All in Good Time
The key to success is getting around to it, eventually.
Feb 4, 2013, Vol. 18, No. 20 • By BARTON SWAIM
Before reading it, I had already decided to dislike this book. I had assumed, incorrectly, that it must be another clever panegyric on something traditionally thought of as a vice. I’ve grown weary of volumes purporting to reveal the hidden virtues of (to recall a few works from the last decade or so) hypocrisy, bitchiness, gossip, divorce, and melancholy. At their best, these kinds of books can make us reexamine pejorative words and concepts—Adam Bellow’s In Defense of Nepotism did that for me—but by and large they are little more than clever perversity.
The Art of Procrastination sounds as if it would be in this tradition, but it is not. John Perry’s aim isn’t to sing the praises of procrastination or to enumerate ways to “dawdle” or “lollygag” more effectively; in his view, procrastination is often (though not always) a bad thing. Instead, he wants to tell procrastinators that they aren’t the lazy slugs they often think they are; indeed, they’re not procrastinators at all, at least not in the way they think. Which makes sense: The lazy man doesn’t reprove himself for procrastinating.
Perry prefers the term “structured procrastination” to describe what most of us do naturally. It’s not that we’re lazy. People often think of us as industrious. And rightly so: We produce a lot. But there’s always some important task that, despite our best intentions, we seem incapable of completing. Eventually we get to it, usually late; but by that time it’s been replaced, at least in our minds, by some new thing we’ll spend the next several months admonishing ourselves for not doing.
Perry’s idea is that structured procrastinators do lots of things as ways of not doing other things. I clean the gutters and sweep the driveway because, as long as I’m doing so, I won’t get around to filling out that questionnaire for the neighborhood association. I’m writing this now because, if I don’t, I’m going to have to write a critique of a friend’s short story, which I agreed to do months ago but which I badly want not to do.
What’s needed, says Perry, is self-deception.
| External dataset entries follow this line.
PR #370, opened 2020-11-20
Port culling tests from GLSL to WGSL

Kangz:


Kangz:
Nice diff is here: https://github.com/gpuweb/cts/compare/glsl-dependent..Kangz:wgsl_culling#diff-b20e284525e71afca4de5f6f7c328e54da9e2dab52e04707308f799be204e474

Kangz:
Ah also note that `[front_facing]` being a `bool` is technically not correct per the WGSL spec but is needed to make things work. I opened a WGSL PR for it https://github.com/gpuweb/gpuweb/pull/1242

austinEng (approved):
LGTM

kainino0x (approved):

PR #372, opened 2020-11-20
Port createRenderPipeline validation tests from GLSL to WGSL

Kangz:
Currently fails because of https://bugs.chromium.org/p/tint/issues/detail?id=352

### DIFF
--- a/src/webgpu/api/validation/createRenderPipeline.spec.ts
+++ b/src/webgpu/api/validation/createRenderPipeline.spec.ts
@@ -1,0 +1,228 @@
+export const description = `
+createRenderPipeline validation tests.
+`;
+
+import { poptions } from '../../../common/framework/params_builder.js';
+import { makeTestGroup } from '../../../common/framework/test_group.js';
+import { kAllTextureFormats, kAllTextureFormatInfo } from '../../capability_info.js';
+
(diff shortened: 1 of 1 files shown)


Kangz:
PTAL https://github.com/gpuweb/cts/compare/glsl-dependent..Kangz:wgsl_createRenderPipeline#diff-71ad9b35ae56b357c4f2a0eb3b3943cc794dace1fb39d5f0634396297a815ac7

src/webgpu/api/validation/createRenderPipeline.spec.ts
```diff
@@ -0,0 +1,226 @@
...
+            }`,
+        }),
+        entryPoint: 'main',
+      },
+      fragmentStage: {
+        module: this.device.createShaderModule({
+          code: `
+            [[location(0)]] var<out> fragColor : vec4<${fragColorType}>;
+            [[stage(fragment)]] fn main() -> void {
+              fragColor = vec4<${fragColorType}>(vec4<f32>(0.0, 1.0, 0.0, 1.0));
```
austinEng, line 57: maybe it will be better to choose the suffix above which is either ".0", "u", or ""

austinEng (approved):
explicit return should no longer be needed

When you compose your list of things to do—and he urges a daily, detailed list, including things you should avoid, e.g., “Do not google Meg Ryan”—make your top-priority items things that you don’t want to do but must do. If you’re a structured procrastinator, you will avoid doing your top priority items by accomplishing lots of significant but second-level priority items. Then one of two things will happen: Either your yet-undone top-priority item will be superseded by a more important item, in which case you will accomplish it while avoiding your new top-priority item, or the original top-priority item will disappear.
The real genius of Perry’s idea is that it takes advantage of the fact that many “time sensitive” responsibilities foisted on us really aren’t that “time sensitive” at all—and, indeed, a substantial proportion of them will vanish before we get around to dealing with them. Which is why, as Perry points out, you should always populate the top of your list with things that (a) seem to have clear deadlines but don’t, and (b) seem to be important but aren’t.
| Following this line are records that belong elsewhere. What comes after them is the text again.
PR #377, opened 2020-11-20
[wgsl] Add runtime array validation tests

sarahM0:
Adding runtime array validation tests for following rules:
v-0015: The last member of the structure type defining the "store type" for variable in the storage storage class may be a runtime-sized array.
v-0030: A runtime-sized array must not be used as the store type or contained within a store type except as allowed by v-0015
v-0031: The type of an expression must not be a runtime-sized array type.
v-0032: A runtime-sized array must have a stride attribute.

### DIFF
--- a/src/webgpu/shader/validation/wgsl/runtime-array-is-store-type.fail.wgsl
+++ b/src/webgpu/shader/validation/wgsl/runtime-array-is-store-type.fail.wgsl
@@ -1,12 +1,12 @@
-# v-0031 - This fails because the runtime array must not be the store type of variable 'buf'.
+# v-0015: variable 's' store type is struct 'SArr' that has a runtime-sized member but its storage class is not 'storage'.
 
+type RTArr = [[stride (16)]] array<vec4<f32>>;
 [[block]]
-struct Foo {
-  [[offset (0)]] a : [[stride (4)]] array<f32>;
+struct SArr{
+  [[offset(0)]] data : RTArr;
 };
-[[set(0), binding(1)]] var<storage> buf: Foo;
 
 [[stage(vertex)]]
 fn main() -> void {
-  return;
+  var s : SArr;
 }
--- a/src/webgpu/shader/validation/wgsl/runtime-array-is-store-type.fail.wgsl
+++ b/src/webgpu/shader/validation/wgsl/runtime-array-is-store-type.fail.wgsl
@@ -1,0 +1,12 @@
+# v-0031 - This fails because the runtime array must not be the store type of variable 'buf'.
+
+[[block]]
+struct Foo {
+  [[offset (0)]] a : [[stride (4)]] array<f32>;
+};
+[[set(0), binding(1)]] var<storage> buf: Foo;
+
+[[stage(vertex)]]
+fn main() -> void {
+  return;
+}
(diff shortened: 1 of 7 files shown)


kainino0x:
Just invited you to the org so you can request reviews from specific people. (oops, I thought I had done this before, but must have forgot)

src/webgpu/shader/validation/wgsl/runtime-array-not-last-v3.fail.wgsl
```diff
@@ -0,0 +1,8 @@
+# v-0015 - This fails because of the runtime array is not last member of the struct.
```
kainino0x, line 1: This is a weird error message for this case since there's no struct. I think it could simply say "of a struct" or "of a [[block]] struct" at the end and that would be ok.

src/webgpu/shader/validation/wgsl/runtime-array-not-last.fail.wgsl
```diff
@@ -1,5 +1,6 @@
 # v-0015 - This fails because of the runtime array is not last member of the struct.
 
+[[block]]
 struct Foo {
   [[offset (0)]] a : array<f32>;
```
kainino0x, line 5: Isn't this also invalid because the array has no stride?

kainino0x (commented):
Few comments but as usual I'll let someone else review (presumably @dj2)

src/webgpu/shader/validation/wgsl/runtime-array-not-last-v3.fail.wgsl
sarahM0: Yes, that's right! fixed.

src/webgpu/shader/validation/wgsl/runtime-array-not-last.fail.wgsl
sarahM0: I cannot find this in spec. Could you point my to what you're referring to?

src/webgpu/shader/validation/wgsl/runtime-array-is-store-type.fail.wgsl
```diff
@@ -0,0 +1,12 @@
+# v-0031 - This fails because the runtime array must not be the store type of variable 'buf'.
```
dj2, line 1: This sentence doesn't seem quite right, the store type of `buf` is `Foo` not the runtime array.

src/webgpu/shader/validation/wgsl/runtime-array-not-block-decorated.fail.wgsl
```diff
@@ -0,0 +1,10 @@
+# v-0031: struct 'S' has runtime-sized member but it's storage class is not 'storage'.
```
dj2, line 1: There is no `var` in this example, so nothing with a storage class, is the failure due to the missing `block` decoration?

src/webgpu/shader/validation/wgsl/runtime-array-not-last-v3.fail.wgsl
```diff
@@ -0,0 +1,8 @@
+# v-0015 - This fails because of the runtime array is not last member of a [[block]] struct.
```
dj2, line 1: This doesn't seem quite right as there is no `struct`, the runtime array is used as the store type?

src/webgpu/shader/validation/wgsl/runtime-array-not-last-v2.fail.wgsl
```diff
@@ -0,0 +1,12 @@
+# v-0015 - This fails because of the runtime array is not last member of the struct.
```
dj2, line 1: Maybe mention the array is aliased to show the difference to runtime-array-not-last.fail.wgsl

dj2 (approved):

Perry is a professor emeritus of philosophy at Stanford, and I am inclined to think that the demands placed on professors of philosophy are slightly more flexible than those placed on other people who work for a living. Still, he makes an excellent point. A complex and highly bureaucratic economy such as ours imposes an insane number of small deadlines on its adult population—which reminds me, the permission slip for my daughter’s field trip is due tomorrow—and one can easily forget that these deadlines aren’t all moral obligations. To put it another way: You have no responsibility to maximize the comfort and convenience of life’s innumerable deadline-setters.
The trick, writes Perry, is to make the right sorts of things your ostensible “priorities.” For example, renewing your driver’s license—hard deadline, real consequences for letting it pass—should never be at the top of your list. As a general rule, don’t put any government agency to the test; make the trek out to the DMV as a way of avoiding some other “important” chore. Many deadlines in the private sector, by contrast, are far more fluid than the tough-sounding rhetoric with which they’re announced. I don’t like to mention them by name; you know the ones I mean.
One small complaint: Perry is a genial writer, but he couldn’t pass up the temptation to remind readers that he is a good, right-thinking liberal. The snide quip, for example, about wanting to avoid “any [television] program involving Paris Hilton or Glenn Beck doing anything whatsoever” isn’t even funny—and hardly worth putting off the hundreds of thousands of Glenn Beck watchers (or even Paris Hilton admirers) who might enjoy this book.
Still, The Art of Procrastination is a fun, easy read and its chief idea will assuage the guilty feelings of many a procrastinator. It would have made a perfect Christmas gift. Unfortunately, I didn’t get around to writing this until after Christmas. Sorry.
Barton Swaim is the author of Scottish Men of Letters and the New Public Sphere: 1802-1834.